I have no idea what to do now. I STILL do not have the L2.11 update. I did a "Factory Defaults" reset last Thursday and then left town for 4 days. Dish ATS just keeps telling me to wait. But I know of nobody else that still had L1.88.

Does Dish need to send me a new receiver?


----------



## n0qcu

StevenD said:


> I have no idea what to do now. I STILL do not have the L2.11 update. I did a "Factory Defaults" reset last Thursday and then left town for 4 days. Dish ATS just keeps telling me to wait. But I know of nobody else that still had L1.88.
> 
> Does Dish need to send me a new receiver?


With all the problems I've had since L2.11 I think you're lucky you haven't got it yet.


----------



## Mark Lamutt

Steven, email me your contact info, along with a summary of everything you've tried to do, and I'll send it to the 921 support team.
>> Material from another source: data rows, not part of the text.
PR #8684, opened 2022-12-15
[Bugfix:System] Handle array while formatting query

akshatbatra:

`formatQuery` function in `site/app/libraries/database/DatabaseUtils.php` throws an error if `$param` is an array.

### What is the new behavior?
`formatQuery` function can now handle an array (`$param`) inside `$params`.

### Other information?
This issue was discovered while working on #8615 where the following query is generated:

`SELECT t0.id AS id_1, t0.path AS path_2, t0.type AS type_3, t0.release_date AS release_date_4, t0.hidden_from_students AS hidden_from_students_5, t0.priority AS priority_6, t0.url AS url_7, t0.url_title AS url_title_8, t9.id AS id_10, t9.user_id AS user_id_11, t9.timestamp AS timestamp_12, t9.course_material_id AS course_material_id_13, t14.section_id AS section_id_15, t14.course_material_id AS course_material_id_16 FROM course_materials t0 LEFT JOIN course_materials_access t9 ON t9.course_material_id = t0.id LEFT JOIN course_materials_sections t14 ON t14.course_material_id = t0.id WHERE t0.path IN (?)`

Here, the relevant portion is at the last i.e. `WHERE t0.path IN (?)`. This is possibly generated by Doctrine's `findBy` call [here](https://github.com/Submitty/Submitty/blob/8fa2ce8e37d1a270bc3a151a0f65ab5af8e1a7e7/site/app/controllers/course/CourseMaterialsController.php#L800).

The error was encountered while trying to upload a material, see screenshot:
StackTrace

As can be observed in the above screenshot, this issue probably stayed hidden until recently a PR related to DB performance warning was merged.

### DIFF
--- a/site/app/libraries/database/DatabaseUtils.php
+++ b/site/app/libraries/database/DatabaseUtils.php
@@ -18,6 +18,29 @@ class DatabaseUtils {
             }
             if (is_array($param)) {
                 $str_param = json_encode($param);
+
+                /*
+                // in case queries with json function calls are not formatted properly
+                $json_functions = ["json_array_length", "json_array_elements", "json_array_elements_text"];
+                $function_call = false;
+                $qmark_info = [];
+                preg_match('/\?/', $sql, $qmark_info, PREG_OFFSET_CAPTURE);
+                foreach ($json_functions as $json_func) {
+                    $func_name_offset = $qmark_info[0][1]-strlen($json_func)-1;
+                    if ($func_name_offset >= 0 && substr($sql, $func_name_offset, strlen($json_func)) === $json_func) {
+                        $function_call = true;
+                        break;
+                    }
+                }
+                if ($function_call) {
+                    $param = "'{$str_param}'";
+                }
+                else {
+                    $param = substr($str_param, 1, strlen($str_param) - 2);
+                }
+                */
+
+                // remove square brackets
                 $param = substr($str_param, 1, strlen($str_param) - 2);
             }
             elseif (!is_numeric($param)) {
--- a/site/app/libraries/database/DatabaseUtils.php
+++ b/site/app/libraries/database/DatabaseUtils.php
@@ -5,7 +5,6 @@ declare(strict_types=1);
 namespace app\libraries\database;
 
 use app\libraries\DateUtils;
-use app\libraries\Utils;
 
 class DatabaseUtils {
     public static function formatQuery(string $sql, ?array $params): string {
@@ -18,7 +17,7 @@ class DatabaseUtils {
                 $param = DateUtils::dateTimeToString($param);
             }
             if (gettype($param) === "array") {
-                $param = Utils::arrayToCommaSepString($param);
+                $param = json_encode($param);
             }
             elseif (!is_numeric($param)) {
                 $param = "'{$param}'";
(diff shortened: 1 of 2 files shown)


williamjallen (commented):
Thanks for catching this!  I noticed that the parameters weren't always getting put in the right spot a few days ago and didn't have time to look into why that was the case.

One comment: would it not be easier to use `json_encode` to convert the arrays to strings?

akshatbatra:
> Thanks for catching this! I noticed that the parameters weren't always getting put in the right spot a few days ago and didn't have time to look into why that was the case.
> 
> One comment: would it not be easier to use `json_encode` to convert the arrays to strings?

`json_encode` is definitely better, thanks for the suggestion.

site/app/libraries/database/DatabaseUtils.php
```diff
@@ -16,7 +16,13 @@ public static function formatQuery(string $sql, ?array $params): string {
             if ($param instanceof \DateTime) {
                 $param = DateUtils::dateTimeToString($param);
             }
-            $sql = preg_replace('/\?/', is_numeric($param) ? $param : "'{$param}'", $sql, 1);
+            if (gettype($param) === "array") {
```
cjreed121, line 19: We could probably do `is_array()` to follow the style of `is_numeric()`

site/app/libraries/database/DatabaseUtils.php
```diff
@@ -16,7 +16,13 @@ public static function formatQuery(string $sql, ?array $params): string {
...
+                $param = json_encode($param);
```
cjreed121, line 20: json_encode seems to be a decent option but when it gets substituted in it'll produce `([1, 2, ...])`. Then `[` and `]` are invalid SQL. So if we use json_encode we should make sure those braces get removed so it's valid SQL.

cjreed121 (changes requested):

site/app/libraries/database/DatabaseUtils.php
akshatbatra: I realized that but then thought about [PostgreSQL's JSON functions](https://www.postgresql.org/docs/9.5/functions-json.html). I was not sure if Doctrine accepts an array in some method and then uses it as an argument in a call to a JSON function in the resulting query, in which case it may be correct to keep square brackets and also single quotes e.g. `json_array_elements_text('["foo", "bar"]')`. Could this be a possible scenario?

cjreed121: Yeah I think using `json_array_elements_text` is a good option. Just make sure it works for both strings and integers (in the sense that it's valid SQL and collects the right data). Then we won't have to worry about some json edge case.

akshatbatra: `json_array_elements_text` creates issues concerning valid syntax. As of now, any issue related to some JSON edge case hasn't been discovered, handling it may result in unneeded additional complexity.
Still, I have added some code that deals with some JSON functions, but as it may be redundant, I've commented it. It can be used later if the need may arise...

cjreed121 (approved):
Sorry for not getting to this sooner. Looks good to me!

PR #8726, opened 2023-01-06
[Feature:Autograding] Config option to keep `.git`

Gerzer:

* [X] Documentation has been updated/added if relevant _(will be submitted as a separate pull request to the documentation repository)_

Submitty automatically deletes the `.git` directory while copying the current state of a student’s VCS submission to the temporary auto-grading workspace when a student clicks the “Grade My Repository” button.

### What is the new behavior?
Submitty automatically deletes the `.git` directory while copying the current state of a student’s VCS submission to the temporary auto-grading workspace when a student clicks the “Grade My Repository” button unless the auto-grading configuration’s `config.json` file has the `"keep_git_directory"` field set to the Boolean `true` at the root of the JSON object.

Any value other than `true`—including the string `"true"`—is implicitly coerced to `false`. Furthermore, in the absence of the JSON field, the current behavior is maintained. In other words, the default behavior remains to delete the `.git` directory, but there’s now an option to override that behavior for a specific auto-grading configuration.

### Other information?
This is not a breaking change because it relies on an entirely new, optional auto-grading configuration JSON field to change the current behavior. No existing auto-grading configuration should include this field because until now, it was invalid. Auto-grading configurations that continue not to include this field will continue to observe the same behavior as before.

I and @cjreed121 tested the change with a local development Submitty installation.

This change supports the needs of CSCI-2961 Rensselaer Center for Open Source in first few weeks of the Spring ’23 semester. We’re working on an auto-grading configuration with a custom validation script to grade the structure and commit history of students’ Git repositories, which needs to interact with the `.git` directory directly. This is part of an initiative to ensure that all RCOS students have baseline Git skills at the start of the semester. As such, we would greatly appreciate a timely deployment to submitty.cs.rpi.edu!

### DIFF
--- a/bin/json_schemas/complete_config_schema.json
+++ b/bin/json_schemas/complete_config_schema.json
@@ -515,6 +515,10 @@
             }
           }
         }
+      },
+      "keep_git_directory": {
+        "type": "boolean",
+        "description": "Specifies whether the .git directory should be copied into the temporary workspace for a custom validation script"
       }
   },
   "definitions" : {
--- a/bin/json_schemas/complete_config_schema.json
+++ b/bin/json_schemas/complete_config_schema.json
@@ -518,7 +518,7 @@
       },
       "keep_git_directory": {
         "type": "boolean",
-        "description": "Specifies whether the .git directory should be copied into the temporary workspace for a custom validation script"
+        "description": "Specifies whether the .git directory should be kept on clone into the student's checkout submission. Defaults to false."
       }
   },
   "definitions" : {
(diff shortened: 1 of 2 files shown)


bin/json_schemas/complete_config_schema.json
```diff
@@ -515,6 +515,10 @@
             }
           }
         }
+      },
+      "keep_git_directory": {
+        "type": "boolean",
+        "description": "Specifies whether the .git directory should be copied into the temporary workspace for a custom validation script"
```
cjreed121, line 521:
```suggestion
        "description": "Specifies whether the .git directory should be kept on clone into the student's checkout submission. Defaults to false."
```

cjreed121 (changes requested):

bmcutler:
Discussed offline.  Alternate solution found that does not involve storing a potentially large/complete history .git subdirectory.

You definitely should have gotton it long before now.


----------



## StevenD

Well, Dish is sending me a new 921. We shall see what happens...


----------



## HD921

Mark, When are the 211 release notes going to post?


----------



## Mark Lamutt

Steven - good. I'm glad they got back to you.
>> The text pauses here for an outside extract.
PR #8733, opened 2023-01-11
[Bugfix:Submission] Generate team anon id on creation

DefinitiveAbove:
When creating a team for a gradeable, an anon_id is not automatically generated for it (generated when getAnonId).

HD921 - no idea if I'll even get them at this point. More important things are happening at Eldon, working on getting the next release into beta so that it can get out to you all ASAP.


----------



## Eagles

Mark Lamutt said:


> More important things are happening at Eldon, working on getting the next release into beta so that it can get out to you all ASAP.
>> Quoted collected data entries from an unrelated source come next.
PR #8753, opened 2023-01-22
[Feature:HelpQueue] Generate Help Queue Data

shinyclovers:

Currently, there is no way for developers to test features related to the help queue without manually logging onto multiple accounts and manually joining the queue. This would be troublesome if a particular feature would require many students to be in the queue at once

### What is the new behavior?
A script has been created in order to automate the process of students joining the Help Queue without the need of the developer to open multiple windows in order to simulate it.

### Other information?

The script is still in its early stages where it makes a lot of assumptions (for example, which course and what queue it would be populating, the amount of students to add to the queue, whether the data should also include students who are helped). I have plans to turn those assumptions into default values of command line arguments that the developer would pass in. It would be appreciated if developers can provide feedback on what they would like to see in the script as the script should benefit developers trying to develop features with Help Queue.


.setup/bin/populate_office_hours_queue.py
```diff
@@ -0,0 +1,195 @@
...
+from datetime import datetime, timedelta
+
+DB_HOST = "localhost"
+DB_PORT = 5432
+DB_USER = "submitty_dbuser"
+DB_PASS = "submitty_dbuser"
+
+def main():
+    # get today's date to determine date and time
+    today = datetime.today()
```
shailpatels, line 16: There's a similar function in the python submitty utils lib that gets either the summer or fall term.

```python
from submitty_utils import dateutils

_ = dateutils.get_current_semester()
```

The function is under `python_submitty_utils/submitty_utils/dateutils.py`, it doesn't handle `u` for summer terms but I think that's ok since this is just sample data

.setup/bin/populate_office_hours_queue.py
```diff
@@ -0,0 +1,195 @@
+#!/usr/bin/env python3
+
+import argparse
+from sqlalchemy import create_engine, Table, MetaData, select, update, insert
+import random
+import os
+from datetime import datetime, timedelta
+
+DB_HOST = "localhost"
```
shailpatels, line 9: Is this intended to be run from inside or outside the VM?
A lot of the scripts in .setup are expected to be executing from inside so they can access the configuration data that gets generated with the first VM up

so from inside the VM you could do something like
`python3 GIT_CHECKOUT/Submitty/.setup/bin/<YOUR_SCRIPT.py>` and in python access the `$SUBMITTY_INSTALL_DIR/.setup/submitty_conf.json` file

which contains whatever the user configured their DB's host/port/username/pswd to be

shailpatels (changes requested):

.setup/bin/populate_office_hours_queue.py
```diff
@@ -0,0 +1,191 @@
...
+    if len(all_queues) == 0:
+        return
+
+    # Find all students in class
+    res = conn.execute(select(users_table))
+    all_users = res.fetchall()
+    res.close()
+
+    # Find all ids of students and graders
+    all_student_ids = [x['user_id'] for x in all_users if x['user_group'] == 4 and x['registration_section'] != None]
```
williamjallen, line 47: It's generally preferable to use `is`/`is not` when comparing something to `None` in Python.

```suggestion
    all_student_ids = [x['user_id'] for x in all_users if x['user_group'] == 4 and x['registration_section'] is not None]
```

.setup/bin/populate_office_hours_queue.py
```diff
@@ -0,0 +1,191 @@
...
+DB_PASS = "submitty_dbuser"
+
+def main():
+    # get current semester
+    term_id = dateutils.get_current_semester()
+
+    # set up the database connection
+    database = "submitty_" + term_id + "_sample"
+    engine = create_engine("postgresql:///{}?host={}&port={}&user={}&password={}"
+                           .format(database, DB_HOST, DB_PORT, DB_USER, DB_PASS))
```
williamjallen, line 22: Might be better to use an f-string here.

.setup/bin/populate_office_hours_queue.py
```diff
@@ -0,0 +1,191 @@
...
+    # Find all ids of students and graders
+    all_student_ids = [x['user_id'] for x in all_users if x['user_group'] == 4 and x['registration_section'] != None]
+    all_grader_ids = [x['user_id'] for x in all_users if x['user_group'] < 4]
+
+    # create a lookup table from user id to name
+    name_lookup = dict()
+    for x in all_users:
+        user_name = ""
+
+        if x["user_preferred_givenname"] != None:
```
williamjallen, line 55:
```suggestion
        if x["user_preferred_givenname"] is not None:
```

.setup/bin/populate_office_hours_queue.py
```diff
@@ -0,0 +1,191 @@
...
+            user_name += x["user_preferred_givenname"]
+        else:
+            user_name += x["user_givenname"]
+        
+        user_name += " "
+
+        if x["user_preferred_familyname"] != None:
```
williamjallen, line 62:
```suggestion
        if x["user_preferred_familyname"] is not None:
```

.setup/bin/populate_office_hours_queue.py
```diff
@@ -0,0 +1,191 @@
...
+            queue_entry["removed_by"] = random.choice(all_grader_ids)
+
+        # contact information
+        if queues_lookup[queue_entry["queue_code"]]["contact_information"]:
+            queue_entry["contact_info"] = queue_entry["user_id"] + "@sample.com"
+        else:
+            queue_entry["contact_info"] = None
+
+        res = conn.execute("SELECT max(time_in) FROM queue WHERE user_id = '{}' AND UPPER(TRIM(queue_code)) = UPPER(TRIM('{}')) AND (removal_type IN ('helped', 'self_helped') OR help_started_by IS NOT NULL)".format(queue_entry["user_id"], queue_entry["queue_code"]))
+        queue_entry["last_time_in_queue"] = res.fetchall()[0][0]
```
williamjallen, line 161: It would be good to format this into a more readable state.

.setup/bin/populate_office_hours_queue.py
```diff
@@ -0,0 +1,191 @@
...
+        # people usually won't be pausing
+        if random.random() < 0.8:
+            queue_entry["paused"] = False
+            queue_entry["time_paused"] = 0
+            queue_entry["time_paused_start"] = None
+        # this user is pausing or has paused
+        else:
+            # currently pausing
+            queue_entry["paused"] = random.choice([True, False])
+            queue_entry["time_paused"] = random.choice([0, random.randint(0, time_in)])
```
williamjallen, line 179: Why do we need the `random.choice()` here?  Do we want there to be a 50% chance that the time paused is 0?  Just to be clear, I'm just wondering about the logic here, not necessarily requesting changes.

williamjallen (changes requested):

.setup/bin/populate_office_hours_queue.py
```diff
@@ -0,0 +1,191 @@
...
+            # student is being emptied/removed out of the queue
+            queue_entry["removed_by"] = random.choice(all_grader_ids)
+
+        # contact information
+        if queues_lookup[queue_entry["queue_code"]]["contact_information"]:
+            queue_entry["contact_info"] = queue_entry["user_id"] + "@sample.com"
+        else:
+            queue_entry["contact_info"] = None
+
+        res = conn.execute("SELECT max(time_in) FROM queue WHERE user_id = '{}' AND UPPER(TRIM(queue_code)) = UPPER(TRIM('{}')) AND (removal_type IN ('helped', 'self_helped') OR help_started_by IS NOT NULL)".format(queue_entry["user_id"], queue_entry["queue_code"]))
```
tkoz0, line 160: Maybe use an f-string here

tkoz0 (changes requested):
I left a comment about using an f-string. As stated in the PR description, I would suggest adding a few options such as how many rows to add to the table and which course to add to. I'm also wondering if seeding the random number generator should be considered such as for the sample courses where having the same data every time is desirable for testing.

williamjallen:
> I left a comment about using an f-string. As stated in the PR description, I would suggest adding a few options such as how many rows to add to the table and which course to add to. I'm also wondering if seeding the random number generator should be considered such as for the sample courses where having the same data every time is desirable for testing.

This should definitely use a seeded random number generator.  That way, results are reproducible between runs.  Additionally, we could run this script as part of the setup sample courses script and run tests against the output if the results are reproducible.

.setup/bin/populate_office_hours_queue.py
shinyclovers: I believe I added the `random.choice()` here because I think it's more likely that a user haven't paused before and having it as `random.randint(0, time_in)` would give less "realistic" data. (However, based on testing I think the pausing time is not working as I intend so code around this area might be changed)

.setup/bin/populate_office_hours_queue.py
shinyclovers: This script is intended to be run inside the VM. I just hardcoded the variables from setup_sample_course as I was trying to have a semi-functional prototype while I coded it up, I will add a note at the top of the script saying its usage. I will also grab the information from the file you suggested.

bmcutler:
@williamjallen 
This is not intended to be used in setup sample courses because we generally want queue data to be very recent (within the last hour) rather than when we last rebuilt the machine.

jenaybarela (approved):
Works as expected.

Mark, you brought it up, so I'll ask the question
:lol: ETA on the next release? Days, Weeks, Months?


----------



## Mark Lamutt

I have no idea, Eagles. (Yes, really)


----------



## Eagles

Mark Lamutt said:


> I have no idea, Eagles. (Yes, really)


Well it's good to hear that they are working on it, and maybe with a sense of urgency.


----------



## TonyB

Mark,
I hope they know, that the disappointment and ANGER over the OTA guide this time is nothing to what will happen next time if it does not fix it next time around. Users of this site I'm sure are assuming (big time) that the next release will:
a) make OTA guide work without subscribing to Locals
b) Hopefully contain the latest video drivers for the blue line, although I haven't seen much said on this (mine was fixed with 211)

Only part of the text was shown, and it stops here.